Please copy out the lines in the entries that contain "appears".

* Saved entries
:::

PR #155, opened 2017-11-21
FileSystem::rename() fix renaming file/directory if only case changes

Ciki:
- bug fix? yes
- new feature? no
- BC break? no

When trying to rename file/directory itself in order to change only case of filename (eg. `test.php` to `Test.php`), the process fails as the method first [deletes](https://github.com/nette/utils/blob/master/src/Utils/FileSystem.php#L110) the desired file(name) prior to renaming it .. thus it deletes the original file/dir that was about to be renamed.
This change prevents that case.

### DIFF
--- a/src/Utils/FileSystem.php
+++ b/src/Utils/FileSystem.php
@@ -107,7 +107,7 @@ final class FileSystem
 
 		} else {
 			static::createDir(dirname($newName));
-			if (Strings::lower(realpath($name)) !== Strings::lower(realpath($newName))) {
+			if (realpath($name) !== realpath($newName)) {
 				static::delete($newName);
 			}
 			if (!@rename($name, $newName)) { // @ is escalated to exception
--- a/src/Utils/FileSystem.php
+++ b/src/Utils/FileSystem.php
@@ -107,7 +107,7 @@ final class FileSystem
 
 		} else {
 			static::createDir(dirname($newName));
-			if (Strings::lower($name) !== Strings::lower($newName)) {
+			if (Strings::lower(realpath($name)) !== Strings::lower(realpath($newName))) {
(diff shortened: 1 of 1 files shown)


dg:
Good point. However, checking whether the files are the same should be done differently (I don't know how). For compatibility between NTFS and Linux.

Ciki:
@dg you think `realpath` could do the work properly? I added new commit prior to seeing your comment

dg:
Maybe compare `stat`?

Ciki:
I think the `realpath` should do the work properly but I am no expert on this.  Any use case where it might break? I can add the `stat` comparison but not sure when it can fail and return `false` thus skipping the removal of dest file (eg. when FALSE is returned for both different source and dest file)

dg:
Realpath should do the work, I didn’t test it. It this case there shouldn’t be lower().

Ciki:
@dg updated

dg:
Did you test it? I am not sure that realpath really works this way.

Ciki:
@dg I did.. on OS preventing same filenames differing in case only, like Windows, realpath correctly transforms eg `Test.php` and `teSt.php` to `test.php` if `test.php` exists. On the other hand on Linux, where filenames can differ in case, it returns the original and correct names. As far as I can tell and test, it works correctly

dg:
Great. But it seems that it breaks test…

Ciki:
@dg should I remove the failing test altogether? As the failing `rename` method cannot be actually tested IMO - according to [php.net spec](http://php.net/manual/en/function.rename.php) `If renaming a directory and newname exists, this function will emit a warning.` but this case never occurs

dg:
Thanks, merged

PR #156, opened 2017-11-24
Reflection::getParameterDefaultValue: fix constant visibility handling

### LINKED ISSUE #154: Nette\Utils\Reflection::getParameterDefaultValue does not work with private/protected constants
- bug report? yes
- feature request? no

```
Error: Cannot access protected const Foo::BAR
```

is there any reason why `getDefaultValue` cannot be used directly?

matej21:
- bug fix? yes
- new feature? no
- BC breakno
- fixes #154


dg:
Thanks!

PR #157, opened 2017-11-30
add PHPStan and fix found issues

JanTvrdik:


f3l1x:
Good job. One thing bother me, it means that only nette/utils has defined propel phpDoc and other packages have not. Do you plan at it to the others, too?

JanTvrdik:
I don't see how that is relevant. It it forbidden to fix bug in one package without fixing bugs in all packages?

f3l1x:
Nope, don't get me wrong I like the change.

```php
	/**
	 * Replaces or appends a item.
	 * @param  int|null
	 * @return void
	 * @throws Nette\OutOfRangeException
	 */
	public function offsetSet($index, $value)
```

=>

```php
	/**
	 * Replaces or appends a item.
	 * @param  int|null $index
	 * @return void
	 * @throws Nette\OutOfRangeException
	 */
	public function offsetSet($index, $value)
```

But, we should do it for all packages. To keep it same. 

I don't want to add phpdoc to one method and not to others, right?

dg:
Great work. I merged most of issues 32fd4778fb2a6f3654577e4c853d76f8c9f1e538

I have not added PhpStan yet, I must first become familiar with it.

Also I did not add the parameter $names in phpDoc because it is not used in another places.

JanTvrdik:
> Also I did not add the parameter $names in phpDoc because it is not used in another places.

What places? You mean other `nette/*` packages?

dg:
Yes.

JanTvrdik:
@dg Well, we can't add this to all packages at once. One package will always need to be the first. Also we've already had a related [discussion few years ago](https://forum.nette.org/en/21174-rfc-writing-parameter-names-in-param-annotations-accepted).

dg:
Yes, RFC was accepted.

dg:
@JanTvrdik how can be solved this error? https://travis-ci.org/nette/utils/jobs/361331623

Majkl578:
Needs to be added to ignored errors: https://github.com/nette/utils/blob/master/phpstan.neon#L2

JanTvrdik:
@dg Here are your options:

* fix PHP configuration on Travis, so that the `imagewebp()` function actually exists
* provide dummy (stub) definition of `imagewebp()` in PHPStan bootstrap file
* ignore the error

dg:
How can I fix PHP configuration on Travis?

Majkl578:
I don't think you can _fix_ it, that's why I didn't suggest it. PHP must be compiled with WEBP support, but it obviously isn't on Travis. :/
http://php.net/manual/en/image.installation.php

PR #311, opened 2024-05-03
Fix: 310: NormalizePath is not compatible with mikey179/vfsstream

zeleznypa:
- bug fix
- BC break no


dg:
Closing, because scheme is not part of path.

PR #314, opened 2024-06-13
Ensure valid type is passed into insert()

### LINKED ISSUE #313: Incorrect argument type definition in `addHtml` and `addText` methods
Version: latest

### Bug Description

Method `addHtml()`  has `mixed` type definition, which is incorrect. In fact it really expects `HtmlStringable|string`, because of inner call  of `->insert()`.

The same applies to `addText()`.

### Steps To Reproduce
Html::el('span')->addHtml(0); // results in following TypeError

```
TypeError Nette\Utils\Html::insert(): Argument #2 ($child) must be of type Nette\HtmlStringable|string, int given
```

### Expected Behavior
No type error being thrown

mskocik:
- bug fix #313 
- BC break? no
- doc PR: -

Making sure that `HTMLStringable` or `string` is passed into `Html::insert()` method

### DIFF
--- a/.github/workflows/coding-style.yml
+++ b/.github/workflows/coding-style.yml
@@ -7,7 +7,7 @@ jobs:
         name: Nette Code Checker
         runs-on: ubuntu-latest
         steps:
-            - uses: actions/checkout@v3
+            - uses: actions/checkout@v4
             - uses: shivammathur/setup-php@v2
               with:
                   php-version: 8.0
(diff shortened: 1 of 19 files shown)


dg:
Superseded: master resolved #313 the opposite way — `addHtml()` now has the strict signature `HtmlStringable|string` instead of casting to string internally. This PR is also based on an old branch and mixes in many unrelated changes (Cast, MemoizingIterator, Iterables::memoize/toIterator, Image refactor, readme, CI bumps). Closing.

PR #326, opened 2025-06-16
Strings::trim() trims Line Separator and Ideographic Space

vrana:
These characters occur in our data.

There are more characters listed at https://en.wikipedia.org/wiki/Whitespace_character#Unicode, maybe all of them should be included?

- bug fix
- BC break? yes
- doc PR: the exact characters are undocumented


dg:
Thanks

PR #333, opened 2025-12-05
Allow using null in addText, addHtml and insert; Closes #332

### LINKED ISSUE #332: Versioning
Hello,
this is not a bug report nor feature request.

I however would like to change the versioning if it would be possible. It is generally accepted that there are no bc breaks in minor releases. However this is second nette package that got release in past few weeks that has bc break in the minor release.

Could ve move all releases with bc breaks into major releases? So instead of v4.1 you would release v5.0 ?

What do you think about this?

juniwalk:
This is reintroducing back option to use null with Html::addText and Html::addHtml after switching from mixed type to narrower one.

- #332
- no (fixed bc break)

### DIFF
--- a/src/Utils/Html.php
+++ b/src/Utils/Html.php
@@ -573,7 +573,7 @@ class Html implements \ArrayAccess, \Countable, \IteratorAggregate, HtmlStringab
 	/**
 	 * Adds new element's child.
 	 */
-	final public function addHtml(HtmlStringable|string $child): static
+	final public function addHtml(HtmlStringable|string|null $child): static
 	{
 		return $this->insert(null, $child);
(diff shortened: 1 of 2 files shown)


dg:
I definitely don't want to add support for null.

dg:
For none of them.

juniwalk:
Alright, no point in adding that to addText, i will deal with this in my code.

juniwalk:
No no, i understand and I agree with you, i have bigger issue with the fact that it is in minor version and not major one.

//EDIT: This was in my eyes just a stopgap to undo the bc break for me and remove this in v5.0 as the null really does not make sense

PR #336, opened 2026-02-13
phpdoc for Arrays::invoke() callables params

spaze:
- bug fix / new feature?   bug fix
- BC break? no

Adds phpdoc params to `$callbacks` for `Arrays::invoke()`. Without the params PHPStan fails with errors like
>   Parameter #​1 $callbacks of static method Nette\Utils\Arrays::invoke() expects iterable<callable(): mixed>, array<callable(MichalSpacekCz\Form\UiForm, mixed): void> given.

(I wanted to use the 4.1.2 tag as a base ref for this PR, but there's no branch and GitHub doesn't let me create a PR when I select the tag as a base ref, so the base ref is the master branch but only for the PR, not for my branch. The change which added the line I'm changing is not in master. I'm not a git expert, not exactly sure what's going on here, sorry)

### DIFF
--- a/.github/workflows/static-analysis.yml
+++ b/.github/workflows/static-analysis.yml
@@ -1,4 +1,4 @@
-name: Static Analysis (only informative)
+name: Static Analysis
 
 on: [push, pull_request]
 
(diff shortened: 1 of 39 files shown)


dg:
thanks, fixed

PR #337, opened 2026-04-27
Use native `clamp` function inside util

jnoordsij:
- new feature   
- no (potentially?)
- doc PR: n/a  

This replaces the manual `clamp` implementation with the PHP native `clamp`, which is new in PHP 8.6 (unreleased). See also:
- https://wiki.php.net/rfc/clamp_v2
- https://github.com/php/php-src/pull/19434
- https://github.com/symfony/polyfill/pull/554

Note that the only behavioral change is the type of exception and corresponding message. Migrating towards the new PHP native one seems like a reasonable choice to me, but if preferable I'm fine with catching it and manually throwing the old one.

### DIFF
--- a/composer.json
+++ b/composer.json
@@ -15,7 +15,8 @@
 		}
 	],
 	"require": {
-		"php": "8.2 - 8.5"
+		"php": "8.2 - 8.5",
+		"symfony/polyfill-php86": "^1.36"
 	},
 	"require-dev": {
 		"nette/tester": "^2.5",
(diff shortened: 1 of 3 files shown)


dg:
There must be a version check using PHP_VERSION_ID.

jnoordsij:
That's why I've also added the (Symfony) polyfill; it is setup to provide the function if not natively available. I must admit the PR description was slightly short and did not clarify this entirely, but as such it should work fine both on current and future PHP versions.

dg:
🤦‍♂️

PR #2735, opened 2022-09-13
Fix mypy error in test.conftest

hramezani:


pquentin (approved):
Thanks! LGTM. Do we understand why this only appears now? Is it because we're not pinning the types packages?

hramezani:
> Thanks! LGTM. Do we understand why this only appears now? Is it because we're not pinning the types packages?

I think yes!

PR #2737, opened 2022-09-17
fix type annotation in contrib/pyopenssl

alex:


alex:
I think this should have a "Skip Changelog" label.

hramezani (approved):
LGTM Thanks 👍

PR #2739, opened 2022-09-18
Remove workaround for old Python versions

pquentin:
test_buggy_incomplete_read is still here to attest that the behavior did not change.


sethmlarson (approved):
Nice! Thanks Quentin :)

sethmlarson:
@pquentin Hmm, the test suite is timing out? Any ideas why?

PR #2740, opened 2022-09-19
Set correct workflow permissions

sashashura:
This fixes the Publish workflow failure.


pquentin:
This appears to make sense, but I'll let @sethmlarson review as they've been working on this. We don't want a changelog entry as it's not a user-facing change, so I've added the "Skip Changelog" label.

pquentin (changes requested):
see my comment above

sethmlarson (approved):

:::

* Reply
Thanks! LGTM. Do we understand why this only appears now? Is it because we're not pinning the types packages?
> Thanks! LGTM. Do we understand why this only appears now? Is it because we're not pinning the types packages?
This appears to make sense, but I'll let @sethmlarson review as they've been working on this. We don't want a changelog entry as it's not a user-facing change, so I've added the "Skip Changelog" label.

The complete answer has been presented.